Towards St. Peterhofstatt, the remains of the Roman Thermae were discovered on occasion of archaeological excavations in 1983/84. The site is partially open to the public and illustrated by information boards, as well as replicas of some of the artefacts that were found at the site.

=== Haus zum Schwert ===
First mentioned in 1265, the Zürich knight Jakob Mülner handed over his residential tower zum Schwert (literally: sword tower) to the Fraumünster Abbey, and returned it as a fief. From the daughters of Gotfried II, in 1406 the complex came to Hans Brunner who set up an inn. Today, the former tower is an accommodation building and houses a shop at its ground floor.

=== Hotel Zum Storchen ===
The origin of the name "Zum Storchen" (literally: To the Stork) is unclear, but a local legend tells that the name comes from several of rare black storks that brooded on its roof long ago.

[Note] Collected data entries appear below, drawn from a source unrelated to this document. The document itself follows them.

PR #24, opened 2015-07-24
Add ability to pass one or many directories to jscodeshift. Fixes #21

### LINKED ISSUE #21: Transform a directory of files
`jscodeshift html/js --extensions=js,jsx` should transform all files recursively in the passed in directory that match the extensions option.

cpojer:
This allows us to use jscodeshift without find/xargs which should really help with the cli ergonomics. I've been fighting with this all the time and got really annoyed, so glad I finally got around to change the Runner.

This makes use of `node-dir` and uses Promises. I converted the Runner code to ES6, pretty sure there are some subjective code style choices but I tried to make the style more "functional" and use const where appropriate.

### DIFF
--- a/README.md
+++ b/README.md
@@ -28,7 +28,7 @@ $ jscodeshift --help
 
 Usage: jscodeshift <path>... [options]
 
-path     Files to transform
+path     Files or directory to transform
 
 Options:
    -t FILE, --transform FILE   Path to the transform file  [./transform.js]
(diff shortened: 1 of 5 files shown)


fkling:
Can you simply increase the timeout in `bin/__tests__/jscodeshift-test.js` so that this test passes as well?

pieterv:
Would be nice to use `node-glob` instead of `node-dir`, so you can do nice matching like `my-project/**/MyPrefix*.js`. Any reason why you didn't use it? if not i can do a PR if find the need for it :)

cpojer:
I didn't think that was important. In my codemods I always do the filtering in code (like search for specific require statements) and I just run them on everything. If you would prefer node-glob, feel free to send a PR.

pieterv:
Ok thanks @cpojer, ill see if it comes up and PR if needed :)

fkling:
I think one of the issues is also that your shell will evaluate the path before it's passed to jscodeshift. However, some shells, with the correct setting, actually support `**` natively. 
I'm not opposed to it, but I'd also say we just see if there is an actual need for this.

In 1357, the building "Hus zum Storchen" (literally stork house) was mentioned for the first time in tax records of the city. About 100 years later, it was designated as a hostel, a tradition that lasted for several hundred years. In 1938 the medieval structure was rebuilt to house the present hotel, bar and restaurant. The building also serves as the guild house of the Zunft zur Schiffleuten, a medieval guild of the fishermen and boatmen, whose name is perhaps a reference to the ancient harbour at the Weinplatz square near the hotel.

== Literature ==
- Regine Abegg, Christine Barraud Wiener: Die Kunstdenkmäler des Kantons Zürich. Band II.II: Stadt Zürich. Wiese Verlag, Basel 2003. ISBN 978-3-906131-87-0.